Dr. Stella Blackburn, alternate coordinator of the study, says that a number of factors lie behind the gap in knowledge around pregnancy and medication. For ethical reasons, most clinical trials either exclude women who could become pregnant or require them to use effective contraception. Importantly, it tends to be only the problematic results which get reported.
“Most doctors will only report spontaneously to a pharmaceutical company when they think that there is a likelihood that the medicine has caused harm,” Dr. Blackburn says. “This is important for safety reasons but from a research perspective, it creates bias because the outcome of the pregnancy is known. It also requires someone to be suspicious that the medicine may have caused harm. This means that information on happy outcomes is much rarer. After the birth, women are unlikely to report to a company that they took their medicine and had a perfectly normal baby.”
For this reason, studies like PROTECT are vital in that they will amass data from a whole spectrum of women. Both those who go on to have good outcomes and those who run into health difficulties with their pregnancies will be included.
Results are still being analyzed from the 2,000 participants who took part but, so far, it looks as though valuable data has been gathered. One thing the study has proved is that self-enrolment seems to work.
“Although there is quite a high drop-out rate, several hundred women continued reporting throughout their pregnancy at a fraction of the cost of using traditional methods of primary data collection,” Dr. Blackburn says. “It also looks as if this enabled collection of some data that is not found in electronic health records.”

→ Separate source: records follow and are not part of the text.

PR #309, opened 2022-08-31
Closes #306

### LINKED ISSUE #306: Modify validation for `derive` slot in `NextBestMTD` rules class.
The validation for `derive` function should be changed:

- [x] The name of the argument should not be validated, because it does not matter in fact.
- [x] It should be verified that the function has one parametr only (see recent changes in `NextBestTDsamples` as an example).
- [x] It should be verified that the function accepts a numerical vector parameter and returns a number. (see recent changes in `NextBestTDsamples` as an example).

wwojciech:
Closes #306

### DIFF
--- a/R/Rules-validity.R
+++ b/R/Rules-validity.R
@@ -22,8 +22,12 @@ v_next_best_mtd <- function(object) {
     "target must be a probability value from (0, 1) interval"
   )
   v$check(
-    formalArgs(object@derive) == "mtd_samples",
-    "derive must have a single argument 'mtd_samples'"
+    length(formalArgs(object@derive)) == 1L,
+    "derive must have a single argument"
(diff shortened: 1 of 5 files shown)


R/Rules-validity.R
```diff
@@ -22,8 +22,12 @@ v_next_best_mtd <- function(object) {
     "target must be a probability value from (0, 1) interval"
   )
   v$check(
-    formalArgs(object@derive) == "mtd_samples",
-    "derive must have a single argument 'mtd_samples'"
+    length(formalArgs(object@derive)) == 1L,
```
danielinteractive, line 25: you can use `test_function` from `checkmate` to simplify this

danielinteractive (approved):

PR #339, opened 2022-09-16
enlarge the space for seeds for simulations

### LINKED ISSUE #338: only few seeds possible in simulations
**Summary**
In https://github.com/Roche/crmPack/blob/main/R/Design-methods.R#L213 effectively *all* seeds for any simulations are restricted to a number 1:1e5.  

This limits simulation runs to 1e5 iterations which might not always suffice these days. Secondly, when a critical case gets studied in further detail, **all** simulations have to start from one of these seeds. Two simulations with same parameters and length 1e4 will nearly do 1000 identical simulation runs, biasing results.

reikoch:
# Pull Request

Fixes #338

### DIFF
--- a/R/Design-methods.R
+++ b/R/Design-methods.R
@@ -210,7 +210,7 @@ setMethod("simulate",
 
               ## from this,
               ## generate the individual seeds for the simulation runs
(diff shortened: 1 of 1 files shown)


danielinteractive (approved):
Thanks Reinhold!!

“This method could potentially be used for hard to research groups such as adolescents, people working anti-social hours, and other people who don’t see the same doctor or practice regularly.”
“Imagine having enough data to be able to start to infer causality, identify risk factors and in effect have the ability to provide women with information about which drugs are safe or less safe during pregnancy so that they, and their healthcare professionals, can make choices on the basis of reliable information.”
This study has shown that it is possible to recruit women without the intervention of healthcare professionals, while collecting good quality data. The potential is exciting. However, Dr. Blackburn says that change is still needed within the established channels of research.
It’s about patient safety
“Information about pregnancy and medication use is desperately important,” she says. “As a start, I would like to see all women who become pregnant during clinical trials followed up until the end of their pregnancy. At the moment, many women leave the trial as soon as they become pregnant and so useful data is lost.”
“I would like doctors to report any medication exposure during pregnancy before the outcome of pregnancy is known. Since most medicines do not harm the fetus, this would provide a lot of data, which could be used to reassure women. At the moment, data is more likely to be collected on the basis of harm than on no effect.”
“Finally, I would like to see a change in the pharmaceutical industry. Some companies seem to worry that collecting data could lead to problems. However, I believe that to be a short-sighted approach and that contributing to patient safety should be the goal.”
“We need to change attitudes so that data collection becomes the norm as it is in everyone’s interest to know which medicines can, or more rarely cannot, be taken during pregnancy.”
The Innovative Medicines Initiative (IMI) is a public-private partnership between the European Union and the European Federation of Pharmaceutical Industries and Associations (EFPIA). PROTECT consists of 35 partners, a mix of EFPIA companies, EU regulatory authorities, academic institutions, the International Alliance of Patients’ Organizations and small and medium companies.